# American Institute of Mathematical Sciences

## Existence of $\mathcal{D}-$pullback attractor for an infinite dimensional dynamical system

 Laboratory of dynamical systems, Department of Mathematics, Faculty of sciences, University of Tlemcen, Tlemcen, BP.119, 13000 Algeria

Received  April 2020 Revised  December 2020 Published  January 2021

At the very beginning of the theory of finite dynamical systems, it was discovered that some relatively simple systems, even of ordinary differential equations, can generate very complicated (chaotic) behaviors. Furthermore these systems are extremely sensitive to perturbations, in the sense that trajectories with close but different initial data may diverge exponentially. Very often, the trajectories of such chaotic systems are localized, up to some transient process, in some subset of the phase space, the so-called strange attractors. Such subset have a very complicated geometric structure. They accumulate the nontrivial dynamics of the system.

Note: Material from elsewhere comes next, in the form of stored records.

PR #10471, opened 2024-11-20
Add JEI request search to crafting teaching window

uecasm:
Recreates #10438 (it was merged by accident and reverted)

- Adds a "requests" button to the crafting and furnace teaching GUIs.
    image
    - Button is hidden if you're silly enough to not have JEI installed.  (It wasn't _completely_ useless in that case, as it still showed requests, but it wasn't much of an improvement over the clipboard without JEI.)
    - Clicking the button shows the list of current clipboard item requests.
        - If a request accepts multiple items, all of them are shown.
        - It does not show DO-only blocks, since those are known to be handled elsewhere.
        - It does not otherwise filter the requests, since I couldn't think of a good way to do that (validity depends on input ingredients too, which aren't known yet).
    - Clicking "select" on a request will try to open JEI to a recipe for that item.
    - If you happen to be on the right page (or switch to it) for the underlying craft (i.e. crafting table or furnace) then you can click the Plus button to transfer the recipe to the teaching grid (as you could before).
- No button was added to the potion brewing GUI -- there's no technical reason this couldn't happen but it seemed less useful as it's less likely for there to be requests for potions outside of explicit player setup anyway.
- ~The button is also not shown on the 2x2 crafters (builder and miner) because there isn't a good way to limit it to only show 2x2-capable recipes, so it seemed more noisy than helpful.~

## Testing

Review please (do not port; this will need changes)


uecasm:
Bump

someaddons:
Can we add a pre-check for the item to add if it can be teached at this building at all? e.g. on the sawmill do not display latern recipe of a request, since laterns cannot be taught there anyways

uecasm:
> Can we add a pre-check for the item to add if it can be teached at this building at all? e.g. on the sawmill do not display latern recipe of a request, since laterns cannot be taught there anyways

As noted, not easily.  We could block based on product tags but we can't block based on ingredient tags.  It seemed tidier to me to not attempt to filter rather than to do only a half-hearted check (it's easier to document that way).

The current JEI API doesn't even let us filter to only show furnace or non-furnace recipes, though it's pretty obvious that those don't "fit" since the don't get the Plus button.  Though we **could** do that if we bump the min JEI version a bit.

someaddons (approved):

For a distributed system, whose time evolution is usually governed by partial differential equations (PDEs), the phase space X is (a subset of) an infinite dimensional function space. We will thus speak of infinite dimensional dynamical systems. Since the global existence and uniqueness of solutions has been proven for a large class of PDEs arising from different domains as Mechanics and Physics, it is therefore natural to investigate whether the features, in particular the notion of attractor, obtained for dynamical systems generated by systems of ODEs generalizes to systems of PDEs.

In this paper we give a positive aftermath by proving the existence of pullback $\mathcal{D}$-attractor. The key point is to find a bounded family of pullback $\mathcal{D}$-absorbing sets then we apply the decomposition techniques and a method used in previous works to verify the pullback $w$-$\mathcal{D}$-limit compactness. It is based on the concept of the Kuratowski measure of noncompactness of a bounded set as well as some new estimates of the equicontinuity of the solutions.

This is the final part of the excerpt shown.